My heart dips at the sight of it. The front of the building has been demolished and rebuilt farther back to make room for motorbike parking. I peek inside. There have been some major structural modifications. The head nurse greets me at the door. When I tell her that my family once lived here, she exp
resses concern that I might be one of those Viet-kieu returning to reclaim properties the government or squatters seized. I assure her I am only here for my childhood memories. Sighing relief, she tours me through the clinic. The building seems new, small, strange. There is nothing left of my youth. After fifteen minutes, she returns to work, leaving me milling about the house trying to—as she puts it—“visit the humble life that came before.”
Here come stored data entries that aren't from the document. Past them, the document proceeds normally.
PR #12581, opened 2026-05-13
test(autoware_traffic_light_multi_camera_fusion): add integration test for node

interimadd:
## Description

Adds an integration test for the `autoware_traffic_light_multi_camera_fusion` node. The test exercises the node end-to-end through its ROS interface (camera-info, ROI, signal, and vector-map topics in; traffic-signals topic out) so that the existing fusion behavior is captured before any refactoring is performed on the node implementation.

3 test cases are added:

- `TwoCamerasOneRegulatoryElementOutputsGreenGroup` — two cameras observe two distinct traffic lights bound to the same regulatory element. Per-camera fusion picks a single record per traffic-light ID, and group fusion accumulates evidence across both IDs to publish a single `GREEN` group.
- `HigherConfidenceColorWinsAmongConflictingObservations` — two cameras report conflicting colors (`RED` vs `GREEN`) for traffic lights in the same regulatory element, with the `GREEN` observation reported at a higher confidence. With the default `signal_consistency_check.enable = false`, the node selects the color from the higher-confidence observation and publishes a `GREEN` group.
- `TwoCamerasConflictingColorsOutputsFailsafeUnknown` — two cameras report conflicting colors (`RED` vs `GREEN`) for traffic lights in the same regulatory element. With `signal_consistency_check.enable = true` and `publish_partial_matched_signal = false`, the node detects the conflict and emits a fail-safe `UNKNOWN` group.

## Related links

**Parent Issue:**

- Link

## How was this PR tested?

Built and tested with coverage instrumentation against the new integration test on the same package:

```bash
colcon build --packages-select autoware_traffic_light_multi_camera_fusion
colcon test  --packages-select autoware_traffic_light_multi_camera_fusion --event-handlers console_cohesion+
```

Results: `100% tests passed, 0 tests failed out of 6` (2 gtest binaries + 4 linters).

Whole-package line coverage was measured via `lcov` both **before** and **after** introducing this integration test.

| Metric            | Before              | After               | Delta                  |
|-------------------|---------------------|---------------------|------------------------|
| Line coverage     | 24.2% (79 / 327)    | 88.7% (290 / 327)   | **+64.5pp** (+211 lines) |
| Function coverage | 30.3% (10 / 33)     | 100.0% (33 / 33)    | +69.7pp (+23 functions) |

Per-file breakdown:

| File                                              | Before              | After               |
|---------------------------------------------------|---------------------|---------------------|
| `src/signal_validator.cpp`                        | 93.0% (40 / 43)     | 93.0% (40 / 43)     |
| `src/traffic_light_multi_camera_fusion_node.cpp`  | 0.5% (1 / 215)      | 85.6% (184 / 215)   |
| `src/traffic_light_multi_camera_fusion_process.cpp` | 62.5% (30 / 48)   | 97.9% (47 / 48)     |

## Notes for reviewers

None.

## Interface changes

None.

## Effects on system behavior

None. Test-only addition; no production source files are modified.

### DIFF
--- a/perception/autoware_traffic_light_multi_camera_fusion/CMakeLists.txt
+++ b/perception/autoware_traffic_light_multi_camera_fusion/CMakeLists.txt
@@ -21,9 +21,16 @@ rclcpp_components_register_node(${PROJECT_NAME}
 
 if(BUILD_TESTING)
   find_package(ament_cmake_gtest REQUIRED)
+  find_package(ament_cmake_ros REQUIRED)
   ament_auto_add_gtest(${PROJECT_NAME}_test
     test/test_utils.cpp
     test/test_signal_validator.cpp
+  )
+  ament_add_ros_isolated_gtest(${PROJECT_NAME}_node_test
+    test/test_traffic_light_multi_camera_fusion_node.cpp
+  )
+  target_link_libraries(${PROJECT_NAME}_node_test
+    ${PROJECT_NAME}
   )
 endif()
 
--- a/perception/autoware_traffic_light_multi_camera_fusion/test/test_traffic_light_multi_camera_fusion_node.cpp
+++ b/perception/autoware_traffic_light_multi_camera_fusion/test/test_traffic_light_multi_camera_fusion_node.cpp
@@ -1,0 +1,352 @@
+// Copyright 2026 TIER IV, Inc.
+//
+// Licensed under the Apache License, Version 2.0 (the "License");
+// you may not use this file except in compliance with the License.
+// You may obtain a copy of the License at
+//
+//     http://www.apache.org/licenses/LICENSE-2.0
+//
+// Unless required by applicable law or agreed to in writing, software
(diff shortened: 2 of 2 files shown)


a-maumau (approved):
Sorry for the late review.
Thank you for adding full node test.
I was a bit lazy when implementing the consistency check feature, so I planned to add the node later. It helped my work.

LGTM!

a-maumau:
This is not related to this PR, but when two signal conflicts with same confidence with no consistency check, I think the current logic's behavior is unpredictable (color can be switched in the same situation). This is not good...

interimadd:
Thank you for your review and comments!

> two signal conflicts with same confidence with no consistency check

I had not noticed that, but since a situation where confidence=1.0 with different colors may occur, it would be better to think about how to handle this situation.
It is also a good point of unit or integration tests that we can discuss the correct behavior of the logic using the implemented test cases. :+1:

PR #12590, opened 2026-05-15
fix(detected_object_feature_remover): update autoware system design format to add parameter for convex hull conversion

technolojin:
## Description

- Introduced existing parameter `run_convex_hull_conversion` to the autoware system design format  configuration.

NO LOGIC CHANGE

## Related links

**Parent Issue:**

- Link

## Notes for reviewers

None.

## Interface changes

None.

## Effects on system behavior

None.


YoshiRi (approved):
LGTM

PR #12630, opened 2026-05-25
test(autoware_traffic_light_multi_camera_fusion): add unit tests for core logic

interimadd:
## Description

Add unit tests for the `MultiCameraFusion` core logic class in `autoware_traffic_light_multi_camera_fusion`. The class was previously exercised only indirectly through the node integration test (`test_traffic_light_multi_camera_fusion_node.cpp`), which made it hard to pin down individual branches such as unmapped traffic-light handling, message-lifespan filtering, and the signal consistency check.

This PR adds `test/test_multi_camera_fusion.cpp` and registers it in `CMakeLists.txt` so it is built and run as part of the package test suite.

### Test cases added

| Category | Test name | What it verifies |
|---|---|---|
| Fuse - basic | `SingleCameraSingleLightOutputsGroupWithMappedRegulatoryId` | Single ROI/signal pair → a single group keyed by the regulatory element ID. |
| Fuse - empty | `EmptyRoiArrayProducesEmptyTrafficLightGroups` | Empty input → empty output, no unmapped IDs. |
| Fuse - unmapped | `UnknownTrafficLightIdIsRecordedAsUnmapped` | Traffic light ID not in the lanelet map is reported via `unmapped_traffic_light_ids`. |
| Fuse - null map | `NullLaneletMapTreatsAllTrafficLightsAsUnmapped` | A null lanelet map pointer makes every observed ID unmapped. |
| Fuse - mismatch | `RoiWithoutMatchingSignalIsIgnored` | ROI without a matching signal in the same array is discarded. |
| Fuse - fusion | `HigherConfidenceColorIsSelectedAcrossTwoLights` | When two lights of the same regulatory element disagree, the higher-confidence color wins. |
| Fuse - lifespan | `RecordOlderThanMessageLifespanIsDiscarded` | A record older than `message_lifespan` is purged before group fusion. |
| Fuse - lifespan | `RecordWithinMessageLifespanIsKeptAndAccumulated` | A record inside the lifespan window is retained and aggregated. |
| Consistency check | `ConsistencyCheckWithSameColorOutputsNoConflict` | With `use_signal_consistency_check = true`, identical colors produce no conflict. |
| Consistency check | `ConsistencyCheckWithConflictingColorsOutputsUnknownFailsafe` | Conflicting colors trigger the fail-safe `UNKNOWN` group and a `CONFLICT`. |

## Related links

**Parent Issue:**

- Link

## How was this PR tested?

- `colcon build --packages-select autoware_traffic_light_multi_camera_fusion`
- `colcon test --packages-select autoware_traffic_light_multi_camera_fusion --event-handlers console_cohesion+` — all tests pass (including the 10 new gtest cases).
- Coverage measured with `lcov` (results above).

## Notes for reviewers

None.

## Interface changes

None.

## Effects on system behavior

None.


a-maumau (commented):
LGTM.

I think overall the usual cases are tested in this new test.
It might be a nitpick, but we might want to check that confidences will get aggregated by taking min.

In the code, it is taking the min of confidences among the detected signal by `utils::get_min_confidence` for handling the case when the confidences differ among the light bulbs.

interimadd:
@a-maumau 
Thank you for the comment!
I have added the case related to `utils::get_min_confidence` in https://github.com/autowarefoundation/autoware_universe/pull/12630/commits/6e1b95ac49c2584db0572c6ce4c7dccfc1a3d04a
Could you check it?

a-maumau (approved):
LGTM!

PR #12922, opened 2026-07-02
feat(diffusion_planner,trajectory_ranker,trajectory_adapter): populate turn_indicator field on CandidateTrajectory

Kotakku:
## Description
Following the message change in https://github.com/autowarefoundation/autoware_internal_msgs/pull/89, this PR updates `diffusion_planner` and `trajectory_ranker` as follows:
- `diffusion_planner` now keeps one turn indicator manager per candidate trajectory (batch), and stores the resulting command in each `CandidateTrajectory`. It still publishes the same standalone `TurnIndicatorsCommand` topic as before, so existing behavior does not change for now.
- `autoware_trajectory_ranker` is not currently in use, so only the minimal change needed to populate the new field was applied.

## Related links

**Parent Issue:**

- Link

## How was this PR tested?
- Confirmed via psim that the behavior remains unchanged.

## Notes for reviewers

None.

## Interface changes

None.

## Effects on system behavior

None.


yhisaki (approved):

zulfaqar-azmi-t4 (approved):

go-sakayori (approved):

planning/autoware_trajectory_adapter/src/trajectory_adapter_node.cpp
go-sakayori, line 61: build pattern should be changed in another PR?

go-sakayori (approved):

PR #12924, opened 2026-07-02
refactor(traffic_light_selector): extract core logic

interimadd:
## Description

Extract the ROI matching logic of `TrafficLightSelectorNode` into a standalone `select` free function (`traffic_light_selector.hpp`/`.cpp`), decoupled from `rclcpp::Node`, and add unit tests covering it directly instead of only through ROS 2 topic-level integration tests.

## Related links

**Parent Issue:**

- Link

## How was this PR tested?

- `colcon build --packages-select autoware_traffic_light_selector` succeeds.
- `colcon test --packages-select autoware_traffic_light_selector` passes, including the new `autoware_traffic_light_selector_selector_test` GoogleTest binary (7/7 tests pass).

Integration tests implemented in https://github.com/autowarefoundation/autoware_universe/pull/12892 also pass.

## Notes for reviewers

The `select` function's behavior is unchanged from the previous in-node implementation; this PR is a refactor plus test addition, not a functional change.

## Interface changes

None.

## Effects on system behavior

None.


a-maumau (approved):
LGTM!

PR #12925, opened 2026-07-02
feat(mrm_emergency_stop_operator): apply `agnocast_wrapper::Node` to `autoware_mrm_emergency_stop_operator`

atsushi421:
## Description

Apply `agnocast_wrapper::Node` to `autoware_mrm_emergency_stop_operator`.

FYI: This node uses only the default callback group, so all callbacks remain mutually exclusive and no additional synchronization is required, even though the subscription, service, and timer callbacks share `status_`, `prev_control_cmd_`, and `is_prev_control_cmd_subscribed_`.

## Related Links

`agnocast_wrapper::Node`

## How was this PR tested?

- Ran LSim with sample rosbag
  - build with `ENABLE_AGNOCAST=0`
  - build with `ENABLE_AGNOCAST=1`, ran with `ENABLE_AGNOCAST=0`
  - build with `ENABLE_AGNOCAST=1`, ran with `ENABLE_AGNOCAST=1`

### How to check whether the agnocast wrapper is applied during `ros2 launch`

**1. Node startup log**

The node main generated by `autoware_agnocast_wrapper_register_node()` logs the mode it starts in, so you can check it by grepping the `ros2 launch` log:

```console
$ grep "Starting node" launch.log | grep mrm_emergency_stop_operator
[autoware_mrm_emergency_stop_operator_node-11] [INFO] [1782982777.970801445] [autoware_mrm_emergency_stop_operator_node]: Starting node with agnocast mode (compiled with agnocast support)
```

The line above is the actual output from the LSim run (build and run with `ENABLE_AGNOCAST=1`). The expected log for each configuration is:

| Configuration | Startup log of this node |
|---|---|
| build `1`, run `1` | `Starting node with agnocast mode (compiled with agnocast support)`. The wrapper and `AgnocastOnlyCallbackIsolatedExecutor` are active. |
| build `1`, run `0` | `Starting node with rclcpp mode (compiled with agnocast support)`, followed by `AgnocastOnly executor specified but ENABLE_AGNOCAST is not set, falling back to ROS 2 executor`. |
| build `0` | No such line appears, because the node is registered via the plain `rclcpp_components_register_node()` fallback and runs as a normal ROS 2 component. |

**2. Agnocast topic graph (only when the wrapper is active)**

When built and run with `ENABLE_AGNOCAST=1`, the topics of this node are served by Agnocast, which can be confirmed with the `ros2agnocast` CLI. For example, `ros2 topic echo_agnocast` goes through the Agnocast-to-ROS 2 bridge:

```console
$ ros2 topic echo_agnocast /system/mrm/emergency_stop/status
[*] Triggering A2R bridge for '/system/mrm/emergency_stop/status'. This may take a few seconds...
[*] Starting ros2cli command...
stamp:
  sec: 1733989054
  nanosec: 361725075
state: 1
---
```

`ros2 node list_agnocast` and `ros2 topic list_agnocast` also show this node and its topics only in this configuration.

## Notes for reviewers

None.

## Interface changes

None.

## Effects on system behavior

When `ENABLE_AGNOCAST=1`, CPU time spent on message serialization/deserialization in this node is reduced (Agnocast zero-copy IPC). The executor also switches to CIE, but since CIE is almost equivalent to `MultiThreadedExecutor`, there is effectively no change in scheduling behavior.


sasakisasaki:
@atsushi421 Thank you for your contribution! I'll review this PR today 👍

system/autoware_mrm_emergency_stop_operator/launch/mrm_emergency_stop_operator.launch.py
```diff
@@ -14,25 +14,44 @@
...
-    with open(config_file_path, "r") as f:
-        params = yaml.safe_load(f)["/**"]["ros__parameters"]
+def generate_launch_description():
+    agnocast_env = IncludeLaunchDescription(
+        PythonLaunchDescriptionSource(
+            PathJoinSubstitution(
+                [
+                    FindPackageShare("autoware_agnocast_wrapper"),
+                    "launch",
+                    "agnocast_env.launch.py",
```
sasakisasaki, line 32: (Note to myself) Reference:
- https://github.com/autowarefoundation/autoware_core/blob/8d210ee4ebf7c4717ac3a7d13da6ae2c38db3e67/common/autoware_agnocast_wrapper/launch/agnocast_env.launch.py

system/autoware_mrm_emergency_stop_operator/src/mrm_emergency_stop_operator_core.cpp
```diff
@@ -80,16 +81,17 @@ rcl_interfaces::msg::SetParametersResult MrmEmergencyStopOperator::onParameter(
...
   if (status_.state != MrmBehaviorStatus::OPERATING) {
-    prev_control_cmd_ = *msg;
+    prev_control_cmd_ = msg;
     is_prev_control_cmd_subscribed_ = true;
   }
 }
 
 void MrmEmergencyStopOperator::operateEmergencyStop(
-  const OperateMrm::Request::SharedPtr request, const OperateMrm::Response::SharedPtr response)
+  const AUTOWARE_SERVER_REQUEST_PTR(OperateMrm) request,
```
sasakisasaki, line 93: (Note to myself) Reference:
- https://github.com/autowarefoundation/autoware_core/blob/8d210ee4ebf7c4717ac3a7d13da6ae2c38db3e67/common/autoware_agnocast_wrapper/include/autoware/agnocast_wrapper/autoware_agnocast_wrapper.hpp#L50-L52

system/autoware_mrm_emergency_stop_operator/src/mrm_emergency_stop_operator_core.cpp
```diff
@@ -142,22 +144,25 @@ void MrmEmergencyStopOperator::publishMrmState() const
   item.mode = driving_mode_id_.value();
   item.state = convert_mrm_state(status_.state);
 
-  DrivingModeMrmState msg;
-  msg.stamp = this->now();
-  msg.items = {item};
-  pub_mrm_state_->publish(msg);
+  auto msg = ALLOCATE_OUTPUT_MESSAGE_UNIQUE(pub_mrm_state_);
```
sasakisasaki, line 147: (Note to myself) Reference:
- https://github.com/autowarefoundation/autoware_core/blob/8d210ee4ebf7c4717ac3a7d13da6ae2c38db3e67/common/autoware_agnocast_wrapper/include/autoware/agnocast_wrapper/autoware_agnocast_wrapper.hpp#L130

sasakisasaki (approved):
Reviewed. The source code, and tests performed looks good to me. Thank you for applying agnocast wrapper for this package. I agree with merging this PR.

Before merging this PR, please add the following information in the PR description.

### Request
I have read "How was this PR tested?". The check looks good. Personally, it would be helpful to add such as command or steps to check if the agnocast wrapper is applied or not during `ros2 launch` (attaching screenshot is also fine). Could you update "how was this PR tested?" in the PR description?

atsushi421:
@sasakisasaki Thank you for the review and approval! I have updated the "How was this PR tested?" section in the PR description: it now includes the commands and expected startup logs to check whether the agnocast wrapper is applied or not during `ros2 launch`, together with the actual outputs from the LSim run. Please take a look.

sasakisasaki:
@atsushi421 Perfect! Thank you very much for adding the detailed description! Now let's merge this PR!

PR #12927, opened 2026-07-02
refactor(multi_object_tracker_node): isolate multiple measurement channels with dynamic callback groups

kobayu858:
## Description
Currently, the introduction of the Callback Isolated Executor into Autoware is underway.
To successfully achieve DAG (Directed Acyclic Graph) Scheduling via the Callback Isolated Executor, each callback recognized as a vertex in the DAG must belong to its own independent CallbackGroup.
This enables a one-to-one mapping between CallbackGroups and OS threads, allowing for fine-grained control over Priority and Affinity on a per-OS-thread basis.

Since isolating all callbacks at once involves a significantly high implementation cost, we are adopting a phased approach—starting the modifications and application with the major nodes that have the highest impact.

**Detailed Changes**

1. Dynamic Generation of Callback Groups Based on the Number of Channels
* Added `cb_groups_measurement_` (a vector for holding the groups) to the header.
* Within the loop processing of the constructor, an independent `MutuallyExclusive` group is dynamically generated for each valid channel and assigned to each subscription via `AUTOWARE_SUBSCRIPTION_OPTIONS`.

2. Complete Protection of Internal State via `std::mutex`
* Newly added `state_mutex_` to the header.
* **Upon Data Reception (`onMeasurement`):** To prevent interference from other threads during processing, the scope executing `core::process_measurement` and `processObjects()` is protected using `std::lock_guard<std::mutex>`.
* **Upon Periodic Timer (`onTimer`):** A lock is similarly applied to the scope handling transmission determination and distribution processing, completely preventing data rewriting (race conditions) during distribution.

## Related links

**Parent Issue:** [Separation of CallbackGroups: Background](https://tier4.atlassian.net/wiki/spaces/~5ed0b4584824b20c18371c06/pages/3009052751/CallbackGroup)

## How was this PR tested?

I ran `lsim` locally using a sample application.
I also measured the latency using CARET and confirmed that there were no significant differences.
The purpose of this PR is to enable scheduler configuration by isolating callback groups, not to reduce latency.

**While the OSS version has only one subscriber, multiple subscribers are actually generated in practice.**

**Before**
image

**After**
image

## Notes for reviewers

- [ ] Ensure that individual callback groups are correctly and dynamically generated and applied to each channel.
- [ ] Verify that the scope of locks using `state_mutex_` within `onMeasurement` and `onTimer` is appropriate, with no risk of deadlocks.
- [ ] Ensure that all accesses to shared resources (`state_` / `debugger_`) are thoroughly protected due to multi-threading.
## Interface changes

None.

## Effects on system behavior

None.


technolojin (commented):
within the given mutex implementation context, odometry callback `updateOdometryBuffer` and it's buffer shall be mutex locked

technolojin (changes requested):

kobayu858:
Closing this as it is out of scope.

PR #12928, opened 2026-07-02
refactor(autoware_traffic_light_selector): shrink node characterization test

interimadd:
## Description

Shrinks the `autoware_traffic_light_selector` node characterization test into a simple integration test.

The staff and the patients begin to stare, which makes me feel misplaced. What was I thinking? Did I really believe that coming here would bring back dead memories? I guess I was hoping something miraculous would happen. Something spontaneous that would make everything all right and justify all the hardships I have gone through. I had been banking on a stupid Hollywood ending, too embarrassed to admit as much to myself.
Too many things changed. Too much time passed. I’m different now, a man with a pocketful of unconnected but terribly vivid memories. I was looking to dredge up what I’d long forgotten. Most of all, I am wishing for something to fasten all these gems, maybe something to hold them in a continuity that I can comprehend.